Da schlich sich leider die Liebe in das Herz der jungen Adelheid; sie sollte aber nicht die Bringerin reicher Freuden, sondern vielmehr herben Schmerzes werden. Ihr Geliebter, Martin Fellner, der einzige Sohn einer eben so braven aber auch eben so armen Söldnersfamilie
aus dem nämlichen Torfe, hatte ungeachtet feines unermüdeten Fleißes keine Aussicht, seine Geliebte je als
Gattin heimzuführen; dennoch blieb ihre Liebe innig und standhaft. Bald aber brachte ihr zu inniges Verhältniß das erste Weh; Adelheid fühlte sich Mutter, und nach einiger Zeit wiegte sie einen holden Knaben in ihren Armen. Die Seligkeit der Mutterfreuden ließ sie die Schande und den Spott der Nachbarn vergessen; ausser der Zärtlichkeit zu ihrem Kinde kannte sie nur das inbrünstigste Gebet zu Gott und namentlich zur allerseligsten Mutter Gottes von Altötting um Hilfe und Wendung ihres Elendes und ihrer Noth.
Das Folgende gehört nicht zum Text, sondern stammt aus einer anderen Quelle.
PR #493, opened 2020-05-06
Support all CIE versions in eh_frame

jan-auer:
While `.eh_frame` always has version 1, it can contain CIEs with version 3. It also seems that CIE v1 always has U8 encoding for the return address, as opposed to the currently used LEB128. This would make it equivalent to `.debug_frame`. I am not sure why it was implemented like this in the first place, but considering that the RA is rarely >= 128, this might just have been coincidental.

My guess is that version 4 could potentially occur, although I've not seen it in the wild and would conservatively not implement it at the moment. LLVM seems to treat CIEs coming from debug_frame and eh_frame the same.

Fixes https://github.com/gimli-rs/gimli/issues/244
See https://www.airs.com/blog/archives/460

### DIFF
--- a/src/read/cfi.rs
+++ b/src/read/cfi.rs
@@ -468,15 +468,6 @@ pub enum CieOffsetEncoding {
     U64,
 }
 
-// Ditto about being `pub`.
-#[doc(hidden)]
-#[allow(missing_docs)]
-#[derive(Clone, Copy, Debug, PartialEq, Eq)]
-pub enum ReturnAddressRegisterEncoding {
-    U8,
-    Uleb,
-}
-
 /// An offset into an `UnwindSection`.
 //
 // Needed to avoid conflicting implementations of `Into<T>`.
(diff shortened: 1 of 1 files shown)


philipc:
I think this bug is simply a result of bad documentation. The [LSB spec](https://refspecs.linuxfoundation.org/LSB_4.1.0/LSB-Core-generic/LSB-Core-generic/ehframechpt.html) says "Version: A 1 byte value that identifies the version number of the frame information structure. This value shall be 1.", and it doesn't give the return address encoding. We did notice problems in #244, so I guess this PR fixes that.

src/read/cfi.rs
```diff
@@ -808,8 +814,12 @@ impl<R: Reader> _UnwindSectionPrivate<R> for EhFrame<R> {
         0
     }
 
-    fn return_address_register_encoding(_version: u8) -> ReturnAddressRegisterEncoding {
```
philipc, line 811: Since they are both the same now, we should delete this method from the trait.

jan-auer: Good point, updated. Would you go even further and also support CIE v4; effectively removing the `compatible_version` method, too?

philipc: Yeah, given that we already know the doc is wrong, we should do what other consumers do. I haven't recently looked at gdb, but I think that it handles eh_frame and debug_frame identically for version checks.

jan-auer: Thanks, updated.

philipc: Can you delete the `pub enum ReturnAddressRegisterEncoding` definition too, and it's probably worth squashing these commits. Otherwise this looks good.

jan-auer: Ah yes, must have missed the warning. Amended.

jan-auer:
@philipc would it be possible to release a patch version?

philipc:
I would prefer to release a minor version with all of the fixes since the last release (e.g. #487 too), if that works for you.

Da träumte ihr in einer Nacht, daß ihr die holdseligste Jungfrau Maria erschienen sei; diesen wunderbaren Traum theilte sie einer Nachbarin mit, die ihr denselben auslegte und sie überredete, die darauf treffenden Nummern in die Lotterie zu setzen. Adelheid befolgte den Rath, und siehe! das Glück war ihr unverhofft günstig; nach einigen Tagen bekam sie wirklich einen Gewinnst von 1000 Gulden. Es schien als sollte auf diese Weise das inbrünstige Gebet erhört werden und wollten sich dadurch die Verhältnisse der armen Familie besser gestalten; aber nach kurzer Zeit brachen die herbsten Trübsale erst recht herein.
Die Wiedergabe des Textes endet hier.